Figure 8 – Horizontal and vertical spatial residuals for all captures in function of time.
Figure 9 – Distances from the state vector.
Trajectory result
At 21h45m55s UTC, on January 9th, 2024, the object penetrated into the atmosphere with an almost vertical trajectory, an entrance angle of 81° and a low velocity of 14 km/s. The luminous path started at an elevation of about 87 km and ended at 30 km, with a total duration of 4.5 seconds. The trajectory parameters indicate good chances for the survival of the object through the atmosphere and a short strewn field if any meteorites got dropped.

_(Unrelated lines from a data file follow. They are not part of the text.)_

PR #1026, opened 2022-11-22
Remove use of `tempname()` from `setindex!` of an `AttributeDict`

nhz2:
Currently `setindex!` uses `tempname()` to get a random unique name for a temporary attribute. However, `tempname()` is quite slow and requires reading the file system to check if the names it generates are unique. In this PR I am replacing `tempname()` with `"-><7;*<_NY" * bytes2hex(rand(Random.RandomDevice(), UInt8, 16))`

```julia
julia> randname1() = "-><7;*<_NY" * bytes2hex(rand(Random.RandomDevice(), UInt8, 16))
randname1 (generic function with 1 method)

julia> randname2() = tempname()
randname2 (generic function with 1 method)

julia> @btime randname1()
  256.557 ns (4 allocations: 264 bytes)
"-><7;*<_NY2390f39a585aec3b0caac0f127a0a83a"

julia> @btime randname2()
  2.085 μs (9 allocations: 1.22 KiB)
"/tmp/jl_yjyjMTO1uh"

```

### DIFF
--- a/src/attributes.jl
+++ b/src/attributes.jl
@@ -250,17 +250,8 @@ end
 function Base.setindex!(attrdict::AttributeDict, val, name::AbstractString)
     if haskey(attrdict, name)
         # in case of an error, we write first to a temporary, then rename
-        max_tries = 100 # number of times to try making a new name
-        _name = nothing
-        for i in 1:max_tries
-            _name = "-><7;*<_NY"*bytes2hex(rand(UInt8, 16))
-            if haskey(attrdict, _name)
-                _name = nothing
-            else
-                break
-            end
-        end
-        isnothing(_name) && error("tempname: max_tries exhausted")
+        _name = "-><7;*<_NY"*bytes2hex(rand(UInt8, 16))
+        haskey(attrdict, _name) && error("`attrdict` has the temp name somehow")
         try
             write_attribute(attrdict.parent, _name, val)
             delete_attribute(attrdict.parent, name)
--- a/src/attributes.jl
+++ b/src/attributes.jl
@@ -250,7 +250,7 @@ end
 function Base.setindex!(attrdict::AttributeDict, val, name::AbstractString)
     if haskey(attrdict, name)
         # in case of an error, we write first to a temporary, then rename
-        _name = "-><7;*<_NY" * bytes2hex(rand(UInt8, 16))
+        _name = "-><7;*<_NY" * bytes2hex(rand(Random.RandomDevice(), UInt8, 16))
         haskey(attrdict, _name) && error("`attrdict` has the temp name somehow")
         try
             write_attribute(attrdict.parent, _name, val)
--- a/src/attributes.jl
+++ b/src/attributes.jl
@@ -160,8 +160,8 @@ rename_attribute(
 
 Delete the [`Attribute`](@ref) named `name` on the object `parent`.
 """
-delete_attribute(parent::Union{File,Object}, path::AbstractString) =
-    API.h5a_delete(checkvalid(parent), path)
+delete_attribute(parent::Union{File,Object}, name::AbstractString) =
+    API.h5a_delete(checkvalid(parent), name)
 
 """
     h5writeattr(filename, name::AbstractString, data::Dict)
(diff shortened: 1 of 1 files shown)


src/attributes.jl
```diff
@@ -250,7 +250,8 @@ end
 function Base.setindex!(attrdict::AttributeDict, val, name::AbstractString)
     if haskey(attrdict, name)
         # in case of an error, we write first to a temporary, then rename
-        _name = tempname()
+        _name = "-><7;*<_NY" * bytes2hex(rand(Random.RandomDevice(), UInt8, 16))
+        haskey(attrdict, _name) && error("`attrdict` has the temp name somehow")
```
musm, line 254: Instead of failing this should try a new random name until it succeeds

src/attributes.jl
```diff
@@ -250,7 +250,8 @@ end
 function Base.setindex!(attrdict::AttributeDict, val, name::AbstractString)
     if haskey(attrdict, name)
         # in case of an error, we write first to a temporary, then rename
-        _name = tempname()
+        _name = "-><7;*<_NY" * bytes2hex(rand(Random.RandomDevice(), UInt8, 16))
```
musm, line 253: What's the rationale of the initial string? In other words, why not rely on the bytes2hex(' random number string).

mkitti:
Do we actually need a random name?

mkitti:
Could we use some predictable sequence of names or perhaps some variant of the old the name?

nhz2:
In terms of needing the temperary name, from what I can tell the HDF5 C library doesn't have a way to change the datatype, dataspace, and value of an attribute at the same time. h5py is doing something similar https://github.com/h5py/h5py/blob/fcaca1d1b81d25c0d83b11d5bdf497469b5980e9/h5py/_hl/attrs.py#L191-L219 using a uuid4. I think the `API.h5a_write` can change the value of an attribute but cannot change the type and space, so maybe there should be a check to see if the type and space need to be changed and if not just update the value?

src/attributes.jl
nhz2: I initially had that to make collisions even less likely, but trying random names multiple times is probably even better.

mkitti:
uuid4 or other uuids seem like a good idea. Why don't we do that? Is that slow?

Also, why not make the name related to the old name in case there is an error and we never complete the operation?

```julia
julia> using UUIDs

julia> name = "helloworld"
"helloworld"

julia> _name = name * "_hdf5jl_" * string(uuid4())
"helloworld_hdf5jl_452f6a32-c1db-4756-bbfa-42b2fd7d0a29"
```

mkitti:
```julia
julia> randname1() = "-><7;*<_NY" * bytes2hex(rand(Random.RandomDevice(), UInt8, 16))
randname1 (generic function with 1 method)

julia> randname2() = tempname()
randname2 (generic function with 1 method)

julia> randname3(name) = name * "_hdf5jl_" * string(uuid4())
randname3 (generic function with 1 method)


julia> @btime randname1()
  631.651 ns (4 allocations: 264 bytes)
"-><7;*<_NY3ac27142c20bbb1c3129af9503747718"

julia> @btime randname2()
  6.007 μs (9 allocations: 1.22 KiB)
"/tmp/jl_jEhEJkVQre"

julia> @btime randname3($name)
  608.423 ns (3 allocations: 192 bytes)
"helloworld_hdf5jl_7ca25e59-4c2e-406e-90e0-80332425c05e"
```

mkitti (approved):

mkitti:
@simonbyrne want to take a quick look?

src/attributes.jl
```diff
@@ -250,7 +250,17 @@ end
 function Base.setindex!(attrdict::AttributeDict, val, name::AbstractString)
     if haskey(attrdict, name)
         # in case of an error, we write first to a temporary, then rename
-        _name = tempname()
+        max_tries = 100 # number of times to try making a new name
+        _name = nothing
+        for i in 1:max_tries
```
musm, line 255: Since we've moved to uuid, I really don't expect there to be a clash using uuid4 since the probability of collision is so incredibly low. Perhaps we could just remove this and simply this.

src/attributes.jl
```diff
@@ -250,7 +250,17 @@ end
 function Base.setindex!(attrdict::AttributeDict, val, name::AbstractString)
     if haskey(attrdict, name)
         # in case of an error, we write first to a temporary, then rename
-        _name = tempname()
+        max_tries = 100 # number of times to try making a new name
+        _name = nothing
```
simonbyrne, line 254: I don't think `*(::Nothing, ::String)` is defined.

simonbyrne (approved):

Unfortunately, the manual reduction could not give a good indication of the magnitude of the fireball and therefore it’s difficult to estimate the size of the object.
Figure 10 – 3D view of the trajectory
Figure 11 – Velocity as calculated by WMPL
Figure 12 – ground track
Figure 13 – Ground path of the trajectory on Google Earth map.

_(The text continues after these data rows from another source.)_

PR #1027, opened 2022-12-19
Make `begin` as the first index of a `Dataset` work

machakann:
Consider that `d` is a `Dataset` with two dimensions. Currently, `d[:, end]` works, however, `d[:, begin]` doesn't. This PR intended to make the latter work.

```julia
using HDF5
fn = tempname()
fid = h5open(fn, "w")
g = create_group(fid, "foo")
d = create_dataset(g, "bar", Int, (1, 3))
d[1, 1:3] = 1:3

@show d[1, end]  # OK
@show d[1, begin] # Error
```

The error message is:
```
MethodError: no method matching axes(::HDF5.Dataset, ::Int64)
Closest candidates are:
  axes(::Base.Broadcast.Broadcasted{<:Any, <:Tuple{Vararg{T, N}} where T}, ::Integer) where N at broadcast.jl:227
  axes(::Number, ::Integer) at number.jl:83
  axes(::AbstractArray{T, N}, ::Any) where {T, N} at abstractarray.jl:72
  ...

Stacktrace:
 [1] firstindex(a::HDF5.Dataset, d::Int64)
   @ Base .\abstractarray.jl:402
 [2] top-level scope
   @ show.jl:1047
 [3] eval
   @ .\boot.jl:368 [inlined]
 [4] include_string(mapexpr::typeof(REPL.softscope), mod::Module, code::String, filename::String)
   @ Base .\loading.jl:1428
```

### DIFF
--- a/src/datasets.jl
+++ b/src/datasets.jl
@@ -310,6 +310,7 @@ Base.write(parent::Union{File,Group}, name::Union{AbstractString,Nothing}, data;
 
 Base.eachindex(::IndexLinear, A::Dataset) = Base.OneTo(length(A))
 Base.axes(dset::Dataset) = map(Base.OneTo, size(dset))
+Base.axes(dset::Dataset, d::Integer) = Base.OneTo(size(dset, d))
 
 # Write to a subset of a dataset using array slices: dataset[:,:,10] = array
 
--- a/src/datasets.jl
+++ b/src/datasets.jl
@@ -131,6 +131,7 @@ Base.flush(ds::Dataset) = API.h5d_flush(checkvalid(ds))
 # Array constructor for datasets
 Base.Array(x::Dataset) = read(x)
 
+# The next two lines are kept for v"1.4" <= VERSION <= v"1.5"
 Base.lastindex(dset::Dataset) = length(dset)
 Base.lastindex(dset::Dataset, d::Int) = size(dset, d)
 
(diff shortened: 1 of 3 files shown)


machakann:
Additionally, this is optional but the definition of `lastindex` is no longer needed, probably. `Base.lastindex` also uses `axes` to work. 

https://github.com/JuliaIO/HDF5.jl/blob/205518d6c1d09dc8586b577d88a2f3633a9ea061/src/datasets.jl#L134-L135

simonbyrne (approved):

musm:
Julia 1.0/1.3 have test failures
```
┌ Warning: Deprecated syntax `"begin" inside indexing expression` at /home/runner/work/HDF5.jl/HDF5.jl/test/extend_test.jl:26.

```

might need to version out the tests and or changes.

musm:
> Additionally, this is optional but the definition of `lastindex` is no longer needed, probably. `Base.lastindex` also uses `axes` to work.

If we don't need them, better to remove them for simplicity than cary uneccessary definitions.

machakann:
Thank you for your comments. I will work on it. I still need some tweaks for tests.

I found that the test failed without the two lines of `lastindex` in julia v1.4.2 and v1.5.4. So, the two lines should be kept for v1.4 and v1.5. Probably, https://github.com/JuliaLang/julia/pull/38742 is required to remove them. I will just add a comment on it. (`begin` just works without explicit `firstindex` definitions.)

musm:
Does the `@static` need to be pulled out of the  testset ?  Seems like it's not being respected

machakann:
Finally, all tests passed. Since `begin` is interpreted as a begin-end block in v1.3, I separate the file to avoid LoadError.

musm:
Great thanks!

Table 1 – The orbital elements of the fireball of 9 January 2024 at 21h45m55.0s UT as obtained with WMPL computation.
| ± | 95% CI | |||
| αg | 64.05 | 0.08 | [63.92, 64.17] | ° |
| δg | 44.86 | 0.02 | [+44.87, +44.96] | ° |
| Hb | 87.55 | 0,03 | [87.49, 87.58] | km |
| λb | 4.1814 | 0.0004 | [4.1809, 4.1821] | °E |
| φb | 49.6957 | 0.0001 | [49.6958, 49.6962] | °N |
| He | 30.14 | 0.004 | [30,14, 30,15] | km |
| λe | 4.301 | 0.0005 | [4.300, 4.302] | °E |
| φe | 49.7203 | 0.0001 | [49.7201, 49.7204] | °N |
| vꝏ | 13.96 | 0.005 | [13.94, 13.96] | km/s |
| vg | 8.45 | 0.008 | [8.42, 8.45] | km/s |
| a | 1.70 | 0.002 | [1.69, 1.70] | AU |
| q | 0.9379 | 0.0001 | [0.9378, 0.9382] | AU |
| e | 0.447 | 0.0006 | [0.445, 0.447] | – |
| ω | 211.78 | 0.05 | [211.69, 211.86] | ° |
| Ω | 288.78 | 0.00002 | [288.78, 288.78] | ° |
| i | 5.41 | 0.005 | [5.40, 5.42] | ° |
| Tj | 4.08 | 0.003 | [4.08, 4.09] |
Figure 14 – Monte Carlo geocentric radiant
Figure 15 – Side view of the orbit of the object
Figure 16 – Top view of the orbit of the object
Acknowledgment
This report was possible thanks to the efforts of camera owners: Jürgen Dörr, Kees Habraken, Steve Rau and Paul Roggemans who quickly checked their observations, as well as Paul’s knowledge of the camera network. And of course, to the programmers of the open source softwares RMS and WesternMeteorPyLib.